Joseph O'Sullivan says
I did write that I was done with the evolution and climate change discussion, but I am back again.
I did a quick review of some of the literature and I found a lot of interesting info. In conservation biology evolution was not really considered, but evolution really is a factor. Small evolutionary changes (microevolution) do occur at rapid rates and have occurred in response to various anthropogenic changes. There will be microevolutionary changes that will be a factor when ecosystems react to anthropogenic climate change, but this does not mean that there is no need to worry because plants and animals will just evolve and not be harmed.
Some interesting papers:
Keeping Pace with Fast Climate Change- Can Arctic life Count on Evolution?
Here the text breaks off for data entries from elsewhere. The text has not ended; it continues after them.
PR #5319, opened 2025-12-19
pipeline-manager: deployment resources status details

snkas:
Adds a new field `deployment_resources_status_details` with information about the status of the (Kubernetes) resources backing the pipeline.

The `deployment_runtime_status_details` are now also regularly updated while the pipeline is provisioned.

**Remaining tasks**
- [x] Update documentation (specifically, pipeline lifecycle fields)
- [x] Downstream changes

**PR information**
- Documentation not updated
- Changelog not updated


gz (approved):

crates/pipeline-manager/src/api/endpoints/pipeline_management.rs
```diff
@@ -264,6 +271,8 @@ pub struct PipelineSelectedInfo {
     pub deployment_desired_status: CombinedDesiredStatus,
     pub deployment_desired_status_since: DateTime<Utc>,
     pub deployment_resources_status: ResourcesStatus,
+    #[serde(skip_serializing_if = "Option::is_none")]
+    pub deployment_resources_status_details: Option<Option<serde_json::Value>>,
```
swanandx, line 275: why is it `Option<Option<_>>`?

crates/pipeline-manager/src/api/endpoints/pipeline_management.rs
```diff
@@ -318,6 +327,8 @@ pub struct PipelineSelectedInfoInternal {
...
```
swanandx, line 331: same question as above

crates/pipeline-manager/src/api/endpoints/pipeline_management.rs
```diff
@@ -432,6 +446,7 @@ impl PipelineSelectedInfoInternal {
                 extended_pipeline.deployment_runtime_desired_status_since,
             ),
             deployment_resources_status: extended_pipeline.deployment_resources_status,
+            deployment_resources_status_details: None,
```
swanandx, line 449: shouldn't we set this to Some(..) as this is part of _new\_status_?

crates/pipeline-manager/migrations/V31__resources_details.sql
```diff
@@ -0,0 +1,5 @@
+ALTER TABLE pipeline
+ADD COLUMN deployment_resources_status_details VARCHAR NULL;
+
+UPDATE pipeline SET deployment_resources_status_details = '{}'
+                WHERE deployment_resources_status = 'provisioned';
```
swanandx, line 5: this might clear the details we have in the DB whenever migrations are run ( ig every new release? ), what is purpose of this line?

swanandx (commented):
Lot of places have `remain_xx` , methods / Action variants, they should be named correctly to signify their purpose ( i.e. update_details )

as the Nothing actions achieves the same goal, only when enough time has passed, we use remain instead of nothing right? I believe that might simplify things a bit.

crates/pipeline-manager/migrations/V31__resources_details.sql
snkas: Already applied migrations are not reapplied

crates/pipeline-manager/src/api/endpoints/pipeline_management.rs
snkas: The field is optional, and whether it is selected is optional.

crates/pipeline-manager/src/api/endpoints/pipeline_management.rs
snkas: See above

crates/pipeline-manager/src/api/endpoints/pipeline_management.rs
snkas: I agree it's unfortunate it has "status" in the name, but the details can be too large. The goal of the status selector is to be small. Similarly for runtime status details they shouldn't have been included.

crates/pipeline-manager/src/runner/pipeline_automata.rs
```diff
@@ -1493,42 +1590,58 @@ impl<T: PipelineExecutor> PipelineAutomaton<T> {
...
+        // If the pipeline reports it is suspended, it will subsequently be stopped by the runner
+        if latest_runtime_extended_status.runtime_status == RuntimeStatus::Suspended {
+            info!(
+                pipeline_id = %self.pipeline_id,
+                pipeline = self.pipeline_name.as_deref().unwrap_or("N/A"),
+                "Pipeline reported it has suspended the circuit and done its last checkpoint -- stopping it"
+            );
+            return Action::TransitionToStopping {
+                error: None,
+                suspend_info: Some(json!({})),
```
swanandx, line 1612: suspend_info is None everywhere, only here it is `json!({})`, do we keep to add some info here later instead of empty json?

crates/pipeline-manager/src/runner/pipeline_automata.rs
```diff
@@ -1493,42 +1590,58 @@ impl<T: PipelineExecutor> PipelineAutomaton<T> {
...
+            };
+        }
+
+        // The pipeline status needs to substantially change for it to be updated
+        let resources_status_details_changed =
+            self.prev_resources_status_details != Some(latest_resources_status_details.clone());
```
swanandx: we can avoid this clone to just check for inequality

crates/pipeline-manager/src/runner/pipeline_automata.rs
```diff
@@ -1650,12 +1779,15 @@ mod test {
...
+            Ok(ProvisionStatus::Provisioned {
+                location: self.deployment_location.clone(),
+                details: json!(""),
+            })
         }
 
-        async fn check(&mut self) -> Result<(), ManagerError> {
-            Ok(())
+        async fn check(&mut self) -> Result<serde_json::Value, ManagerError> {
+            Ok(json!(""))
```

Evolutionary Enlightened Management
Contemporary Evolution meets Conservation Biology
(cut and paste this one, the commas in the address screw up the link)
Re #62 Could Acidification be a run-away cycle? In theory I guess it could be. 1 increased CO2 causes acidification of the oceans, which kills phytoplankton; 2 less phytoplankton means less CO2 is sequestered; 3 this increases unsequestered CO2 and then go back to 1. I am unsure if this is a possible real world outcome, but I don’t think so.
There doesn’t seem to be a lot of scientific literature on the effect of acidification on marine ecosystems.
A short outline of what needs to be examined about CO2 and the oceans is here
A few months ago the scientists at RealClimate recommended a paper (Feely et al 2004, Impact of Anthropogenic CO2 on the CaCO3 System in the Oceans) and said Dr. Feely thinks that acidification of the oceans is a serious issue that needs more attention from the scientific community. From what I have seen I have to agree.
Even environmental groups who have a reputation for alarmism have really not mentioned acidification until the Royal Society Report came out. The only time I heard about it was on the NRDC site but only a paragraph in a summary of climate change science papers, but not really anywhere else.